Work request: Word for word, set down every line of the entries below from the line with "Issue #2799, opened 2023-03-13" to the line with "This would fit", including both, and no other line.

Listed entries:
━━━━━━━━━━━━━━━━
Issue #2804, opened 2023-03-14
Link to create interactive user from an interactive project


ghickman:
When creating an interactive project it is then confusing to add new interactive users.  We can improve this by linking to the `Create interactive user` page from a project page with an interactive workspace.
━━━━━━━━━━━━━━━━
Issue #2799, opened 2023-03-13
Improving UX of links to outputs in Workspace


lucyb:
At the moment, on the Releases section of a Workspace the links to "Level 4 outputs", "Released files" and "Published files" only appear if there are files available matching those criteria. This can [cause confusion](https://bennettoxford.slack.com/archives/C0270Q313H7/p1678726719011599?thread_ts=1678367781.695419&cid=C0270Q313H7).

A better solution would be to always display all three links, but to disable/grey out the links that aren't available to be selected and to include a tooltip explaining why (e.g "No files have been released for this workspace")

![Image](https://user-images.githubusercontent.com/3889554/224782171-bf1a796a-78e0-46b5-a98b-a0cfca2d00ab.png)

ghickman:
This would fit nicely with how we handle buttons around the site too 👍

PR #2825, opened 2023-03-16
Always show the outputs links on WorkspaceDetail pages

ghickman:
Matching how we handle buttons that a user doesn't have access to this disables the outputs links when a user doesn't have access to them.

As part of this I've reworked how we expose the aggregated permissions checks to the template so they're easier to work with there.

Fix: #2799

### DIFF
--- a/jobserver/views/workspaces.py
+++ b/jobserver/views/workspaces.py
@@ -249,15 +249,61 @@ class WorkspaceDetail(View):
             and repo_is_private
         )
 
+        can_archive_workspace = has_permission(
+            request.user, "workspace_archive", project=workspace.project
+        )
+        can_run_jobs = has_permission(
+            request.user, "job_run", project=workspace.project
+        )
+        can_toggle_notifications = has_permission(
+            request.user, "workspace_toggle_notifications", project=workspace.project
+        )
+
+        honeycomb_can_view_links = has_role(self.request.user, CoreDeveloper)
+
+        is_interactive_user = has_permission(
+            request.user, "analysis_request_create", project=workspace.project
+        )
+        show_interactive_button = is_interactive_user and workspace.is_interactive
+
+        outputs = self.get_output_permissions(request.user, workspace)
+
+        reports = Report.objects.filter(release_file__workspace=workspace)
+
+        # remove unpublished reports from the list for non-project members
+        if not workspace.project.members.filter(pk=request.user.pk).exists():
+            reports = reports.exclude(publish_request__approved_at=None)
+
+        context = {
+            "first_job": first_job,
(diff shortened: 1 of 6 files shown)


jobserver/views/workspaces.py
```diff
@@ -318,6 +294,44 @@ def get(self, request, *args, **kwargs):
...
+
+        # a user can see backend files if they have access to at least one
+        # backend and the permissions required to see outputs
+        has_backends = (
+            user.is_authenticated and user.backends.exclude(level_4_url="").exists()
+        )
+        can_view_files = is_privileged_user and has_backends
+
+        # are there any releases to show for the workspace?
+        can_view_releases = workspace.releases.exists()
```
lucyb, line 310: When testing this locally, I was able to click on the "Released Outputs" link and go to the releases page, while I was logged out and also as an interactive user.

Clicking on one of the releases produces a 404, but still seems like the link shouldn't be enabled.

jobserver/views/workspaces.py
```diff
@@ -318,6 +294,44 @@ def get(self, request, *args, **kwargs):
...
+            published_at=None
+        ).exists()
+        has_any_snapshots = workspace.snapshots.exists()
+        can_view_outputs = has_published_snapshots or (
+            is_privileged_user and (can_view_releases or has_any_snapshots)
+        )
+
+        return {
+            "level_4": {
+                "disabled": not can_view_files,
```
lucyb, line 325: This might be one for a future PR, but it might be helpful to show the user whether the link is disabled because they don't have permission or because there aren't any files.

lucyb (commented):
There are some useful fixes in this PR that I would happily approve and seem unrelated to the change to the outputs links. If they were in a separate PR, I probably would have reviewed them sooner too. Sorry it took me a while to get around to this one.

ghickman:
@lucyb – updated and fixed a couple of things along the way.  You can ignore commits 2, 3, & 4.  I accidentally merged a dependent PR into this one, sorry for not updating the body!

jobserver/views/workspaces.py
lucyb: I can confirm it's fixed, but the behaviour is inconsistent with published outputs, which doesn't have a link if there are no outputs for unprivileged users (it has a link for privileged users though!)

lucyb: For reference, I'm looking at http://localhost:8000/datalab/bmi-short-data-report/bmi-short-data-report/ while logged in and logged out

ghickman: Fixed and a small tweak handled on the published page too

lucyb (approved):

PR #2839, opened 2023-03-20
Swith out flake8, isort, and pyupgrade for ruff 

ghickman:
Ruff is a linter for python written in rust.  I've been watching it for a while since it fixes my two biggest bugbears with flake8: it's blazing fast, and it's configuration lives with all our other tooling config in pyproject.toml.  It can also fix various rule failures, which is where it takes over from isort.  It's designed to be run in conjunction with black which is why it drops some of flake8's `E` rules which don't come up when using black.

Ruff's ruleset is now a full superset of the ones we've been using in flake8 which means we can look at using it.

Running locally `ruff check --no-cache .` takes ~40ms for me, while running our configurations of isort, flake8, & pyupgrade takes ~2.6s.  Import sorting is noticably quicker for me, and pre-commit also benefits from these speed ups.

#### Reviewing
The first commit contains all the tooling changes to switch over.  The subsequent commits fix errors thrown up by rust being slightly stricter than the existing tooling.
━━━━━━━━━━━━━━━━
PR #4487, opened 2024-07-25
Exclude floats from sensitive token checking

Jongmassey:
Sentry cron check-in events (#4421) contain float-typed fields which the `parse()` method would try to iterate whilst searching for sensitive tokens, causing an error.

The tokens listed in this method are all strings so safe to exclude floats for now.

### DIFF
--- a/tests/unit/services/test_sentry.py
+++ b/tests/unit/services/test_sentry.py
━━━━━━━━━━━━━━━━
Solution to this task:
Issue #2799, opened 2023-03-13
Improving UX of links to outputs in Workspace


lucyb:
At the moment, on the Releases section of a Workspace the links to "Level 4 outputs", "Released files" and "Published files" only appear if there are files available matching those criteria. This can [cause confusion](https://bennettoxford.slack.com/archives/C0270Q313H7/p1678726719011599?thread_ts=1678367781.695419&cid=C0270Q313H7).

A better solution would be to always display all three links, but to disable/grey out the links that aren't available to be selected and to include a tooltip explaining why (e.g "No files have been released for this workspace")

![Image](https://user-images.githubusercontent.com/3889554/224782171-bf1a796a-78e0-46b5-a98b-a0cfca2d00ab.png)

ghickman:
This would fit nicely with how we handle buttons around the site too 👍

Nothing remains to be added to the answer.